In recent years in China, as in other countries, pollen-derived plants of maize have been obtained, from which inbred lines were also developed. After the development of the N6 medium (Chu et al., Sci. Sinica 18:659-668, 1975) for anther culture of rice, and the development of the Yu-pei medium (Ku et al., Proc. Symp. P.T.C., 35-42, 1978) for anther culture of maize, a limited amount of success was obtained for maize anther culture.
For our experiments, we used a medium constituted with the inorganic salts and organic components of Yu-pei medium, complemented with 500 mg casein hydrolysate/liter, 1 g activated charcoal/liter, 250 mg proline/liter, 120 g sucrose/liter, 8 g agar/liter, and 3 mg kinetin/liter. The pH was adjusted to 5.8 with NaOH 0.1 N before autoclaving. With the aim of obtaining embryoids without callus formation, we have not used 2,4-D in the medium.
The detached tassel and surrounding leaves were wrapped in foil and incubated at 5 C for 7 days prior to plating of anthers. After the cold treatment, the anthers were taken from the lower flower of each spikelet located on the middle of the spike. The stage of microspore development was determined using Trypan blue. The anthers were plated at about the middle uninucleate stage on petri dishes and were incubated at 28 C in darkness.

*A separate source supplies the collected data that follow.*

PR #299, opened 2023-12-07
Python API Beta

nnshah1:
Triton Inference Server In-Process Python API [BETA]


python/CMakeLists.txt
```diff
@@ -66,4 +67,5 @@ install(
 # Test
 install(
   CODE "file(INSTALL ${CMAKE_CURRENT_BINARY_DIR}/test/test_binding.py DESTINATION \"${CMAKE_INSTALL_PREFIX}/python\")"
+  CODE "file(INSTALL ${CMAKE_CURRENT_BINARY_DIR}/test/test_api.py DESTINATION \"${CMAKE_INSTALL_PREFIX}/python\")"
```
mc-nv, line 70: My assumption that `install` method of `CMake` would be better to install files if it works: 
```CMake
install(
  FILES 
  ${CMAKE_CURRENT_BINARY_DIR}/test/test_api.py
  ${CMAKE_CURRENT_BINARY_DIR}/test/test_binding.py
  DESTINATION ${CMAKE_INSTALL_PREFIX}/python
  )
  ```

File: python/test/test_api.py [hunk 2]
```diff
@@ -0,0 +1,146 @@
+import asyncio
```
nv-hwoo, line 1: Missing copyright

python/tritonserver/_api/__init__.py
```diff
@@ -0,0 +1 @@
+
```
nv-hwoo, line 1: Missing copyright

python/tritonserver/_api/_datautils.py
```diff
@@ -0,0 +1,327 @@
+from __future__ import annotations
```
nv-hwoo, line 1: Missing copyright

python/CMakeLists.txt
```diff
@@ -58,12 +59,20 @@ add_custom_target(
     "${wheel_stamp_file}"
 )
 
+
+# Wheel
+file(GLOB _Wheel "${CMAKE_CURRENT_BINARY_DIR}/generic/triton*.whl")
```
Tabrizian, line 64: nit: WHEEL
```suggestion
file(GLOB WHEEL "${CMAKE_CURRENT_BINARY_DIR}/generic/triton*.whl")
```

python/CMakeLists.txt
```diff
@@ -30,7 +30,8 @@ add_subdirectory(tritonserver)
 file(WRITE ${CMAKE_CURRENT_BINARY_DIR}/TRITON_VERSION ${TRITON_VERSION})
 configure_file(../LICENSE LICENSE.txt COPYONLY)
 configure_file(setup.py setup.py @ONLY)
-file(COPY test/test_binding.py DESTINATION ./test/.)
+file(GLOB _Tests test/*.py)
```
Tabrizian, line 33:
```suggestion
file(GLOB TESTS test/*.py)
```

python/build_wheel.py
```diff
@@ -93,11 +93,11 @@ def sed(pattern, replace, source, dest=None):
     print("=== Building in: {}".format(os.getcwd()))
     print("=== Using builddir: {}".format(FLAGS.whl_dir))
     print("Adding package files")
-
     mkdir(os.path.join(FLAGS.whl_dir, "tritonserver"))
     shutil.copy("tritonserver/__init__.py", os.path.join(FLAGS.whl_dir, "tritonserver"))
-
+    shutil.copy("tritonserver/py.typed", os.path.join(FLAGS.whl_dir, "tritonserver"))
```
Tabrizian, line 98: Would be good to add a comment about what this file does.

python/test/test_api.py
```diff
@@ -0,0 +1,146 @@
...
+        count = 0
+        while count < 2:
+            response = response_queue.get()
+            count += 1
+            print(response, count)
+            print(response.outputs["text_output"])
+            print(bytes(response.outputs["text_output"][0]))
+            print(type(response.outputs["text_output"][0]))
+            print(response.outputs["fp16_output"])
+            print(type(response.outputs["fp16_output"][0]))
```
Tabrizian, line 84: Need to cleanup the tests

python/tritonserver/__init__.py
```diff
@@ -23,3 +23,44 @@
 # OF LIABILITY, WHETHER IN CONTRACT, STRICT LIABILITY, OR TORT
 # (INCLUDING NEGLIGENCE OR OTHERWISE) ARISING IN ANY WAY OUT OF THE USE
 # OF THIS SOFTWARE, EVEN IF ADVISED OF THE POSSIBILITY OF SUCH DAMAGE.
+
+"""In process Python API for Triton Inference Server."""
+
+import tritonserver._c as triton_bindings
```
Tabrizian, line 29:
```suggestion
import tritonserver._c as _triton_bindings
```

python/tritonserver/__init__.py
```diff
@@ -23,3 +23,44 @@
...
+    ModelBatchFlag,
+    ModelControlMode,
+    ModelIndexFlag,
+    ModelTxnPropertyFlag,
+    Options,
+    RateLimitMode,
+    Server,
+)
+
+exceptions = [
```
Tabrizian, line 47:
```suggestion
_exceptions = [
```

python/tritonserver/__init__.py
```diff
@@ -23,3 +23,44 @@
...
+    triton_bindings.InvalidArgumentError,
+    triton_bindings.UnavailableError,
+    triton_bindings.UnsupportedError,
+    triton_bindings.AlreadyExistsError,
+]
+
+
+# Rename module for exceptions to simplify stack trace
+for exception in exceptions:
+    exception.__module__ = "tritonserver"
```
Tabrizian, line 61: question: what does the exception look like without this change?

python/tritonserver/_api/_datautils.py
```diff
@@ -0,0 +1,327 @@
...
+import tritonserver._api._dlpack as _dlpack
+from tritonserver import _c as triton_bindings
+
+DLPACK_DEVICE_TYPE_TO_TRITON_MEMORY_TYPE = defaultdict(
+    lambda: None,
+    {
+        _dlpack.DLDeviceType.kDLCUDA: triton_bindings.TRITONSERVER_MemoryType.GPU,
+        _dlpack.DLDeviceType.kDLCPU: triton_bindings.TRITONSERVER_MemoryType.CPU,
+    },
+)
```
Tabrizian, line 20:
```suggestion
DLPACK_DEVICE_TYPE_TO_TRITON_MEMORY_TYPE = {
        _dlpack.DLDeviceType.kDLCUDA: triton_bindings.TRITONSERVER_MemoryType.GPU,
        _dlpack.DLDeviceType.kDLCPU: triton_bindings.TRITONSERVER_MemoryType.CPU,
    }
```

python/tritonserver/_api/_datautils.py
```diff
@@ -0,0 +1,327 @@
...
+        (
+            _dlpack.DLDataTypeCode.kDLFloat,
+            16,
+        ): triton_bindings.TRITONSERVER_DataType.FP16,
+    },
+)
+
+
+NUMPY_TO_TRITON_DTYPE = defaultdict(
+    lambda: triton_bindings.TRITONSERVER_DataType.INVALID,
```
Tabrizian, line 35: question why we are using defaultdict instead of a regular dictionary?

python/tritonserver/_api/wrapper.py
```diff
@@ -0,0 +1,725 @@
...
+        return self._server.is_live()
+
+    def is_ready(self):
+        return self._server.is_ready()
+
+    def get_model(self, model_name, model_version=-1):
+        return Model(self._server, model_name, model_version)
+
+    @property
+    def models(self):
```
Tabrizian, line 376: is there a way to access a specific model version in this API or the user has to use `get_model`?

python/test/test_api.py
```diff
@@ -0,0 +1,146 @@
...
+
+        for response in responses:
+            print(response)
+
+        responses = server.models["test"].infer(
+            inputs={"fp16_input": fp16_input}, request_id="1"
+        )
+
+        for response in responses:
+            print(response)
```
Tabrizian, line 39: what if the response is on GPU? Is it still going to be returned in numpy?

python/tritonserver/_api/_datautils.py
```diff
@@ -0,0 +1,327 @@
...
+
+        if hasattr(self, "set_attributes"):
+            self._allocator.set_buffer_attributes_function(self.set_buffer_attributes)
+        return self._allocator
+
+
+try:
+    import cupy
+
+    class CupyAllocator(MemoryAllocator):
```
Tabrizian, line 106: question: where is this Allocator class used?

python/tritonserver/_api/_datautils.py
```diff
@@ -0,0 +1,327 @@
...
+    def data_type(self):
+        return (self._tensor.dtype.type_code, self._tensor.dtype.bits)
+
+    @property
+    def data_ptr(self):
+        return self._tensor.data + self._tensor.byte_offset
+
+
+@dataclass
+class MemoryBuffer:
```
Tabrizian, line 221: perhaps rename to Tensor?

python/tritonserver/_api/wrapper.py
```diff
@@ -0,0 +1,725 @@
...
+        options.set_server_id(self.server_id)
+
+        if not isinstance(self.model_repository, list):
+            self.model_repository = [self.model_repository]
+        for model_repository_path in self.model_repository:
+            options.set_model_repository_path(model_repository_path)
+        options.set_model_control_mode(self.model_control_mode)
+
+        for startup_model in self.startup_models:
+            options.set_startup_model(startup_model)
```
Tabrizian, line 221: Does `set_startup_model` append to the startup models?

python/test/test_api.py
```diff
@@ -0,0 +1,146 @@
...
+        response_queue = asyncio.Queue()
+        responses = test.async_infer(
+            inputs=inputs, response_queue=response_queue, request_id="1"
+        )
+        responses_2 = test.async_infer(
+            inputs=inputs, response_queue=response_queue, request_id="2"
+        )
+        responses_3 = test.async_infer(
+            inputs=inputs, response_queue=response_queue, request_id="3"
+        )
```
Tabrizian, line 125: The API looks very clean! I was wondering why we support both response_queue and returning a list of responses. I feel like just returning a list of responses is sufficient.

python/tritonserver/_api/_datautils.py
nnshah1: wanted to avoid considering it a tensor specifically because I felt the term gets overloaded - but can revisit.

python/tritonserver/_api/_datautils.py
nnshah1: Used when the request is created and callbacks are set. Currently always set to default Numpy - but plan to add an option to choose Cupy.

We have examined a narrow range of genotypes for their response to anther culture (Table 1). We used two floury-a and two red flint genotypes, and also anthers derived from Zea diploperennis plants. An embryoid success rate of 3% and 5% were observed in the red flint genotypes.
Our production of embryoids was poor in comparison with the results of other authors. A possible explanation rests in the fact that the anthers used in our experiments were derived from greenhouse plants. Probably, by plating anthers derived from field-grown plants the results would be improved.